The plaintiff’s claim is dismissed with costs, including the costs which were reserved on 18 August 2020.


_____________________

J M ROBERSON

JUDGE OF THE HIGH COURT

Appearances (matter heard virtually)

Plaintiff:  Adv A J du Toit, instructed by De Vries Shields Chiat c/o Dold & Stone Inc, Makhanda.

Defendant:  Adv D J Coetsee, instructed by BDP Attorneys, c/o de Jager & Lordan Inc, Makhanda. 

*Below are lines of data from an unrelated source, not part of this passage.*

PR #413, opened 2026-08-22
CI: comment on a PR when the decode call counts move

sibson:
A spike: CI replays the golden once on the branch and compares the vncdotool call
counts against the ones already committed in `bench.jsonl`, commenting on the pull
request only when they moved. No second bench run, and no timings -- a shared
runner cannot measure those well enough to post.

The baseline comes from the base branch, not the workspace, so a row a pull request
appends cannot stand in as its own baseline. `bench.jsonl` stays hand-recorded.

Tested by running the workflow's steps by hand: silent on an unmodified tree, and
with a `self.bypp` added to `updateRectangle` it reported `rfb.py:bypp 175 -> 349`
and nothing else. The job has never run on a runner.


tests/goldens/report.py
```diff
@@ -93,20 +93,66 @@ def _diff(rows: List[Row], refs: Sequence[str]) -> None:
           f"  {sum(counts_after.values()) - sum(counts_before.values()):+}")
 
 
+def _baseline(rows: List[Row], fixture: str) -> Row:
+    """Dirty rows are skipped: their counts belong to a working tree
```
sibson: rather than skip dirty we should just never record them

sibson: 🤖 Claude Code: Agreed, and done in c5d0ff5. `--record` now refuses when the tree is dirty (timings still print, only the row is withheld), so the `dirty` field is gone from the schema and from the two committed rows, and the baseline no longer filters. Verified both ways: dirty tree prints the refusal and appends nothing, clean tree records as before.

sibson:
🤖 Claude Code: Superseded by #416, which takes a different approach to the same goal. This PR compared against the counts recorded in `bench.jsonl`, which goes stale the moment a change lands — every later PR would report that change until someone recorded a new row. #416 counts the base branch during the run instead, so a landed change stops being reported once it is the base.

It also carried a real defect worth recording: `--check` counted with a cold `functools.lru_cache` on `pixelformat.raw_mode` while recorded rows are counted warm, so it would have posted a phantom +8 on every branch. #416 fixes that inside `call_counts` so no caller can get it wrong.

The dirty-tree refusal from this branch is carried over into #416.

[1] This sub-section provides:  Except to the extent contemplated in subsection (4), the producer or importer, distributor or retailer of any goods is liable for any harm, as described in subsection (5), caused wholly or partly as a consequence of— (a) supplying any unsafe goods; (b) a product failure, defect or hazard in any goods; or (c) inadequate instructions or warnings provided to the consumer pertaining to any hazard arising from or associated with the use of any goods, irrespective of whether the harm resulted from any negligence on the part of the producer, importer, distributor or retailer, as the case may be.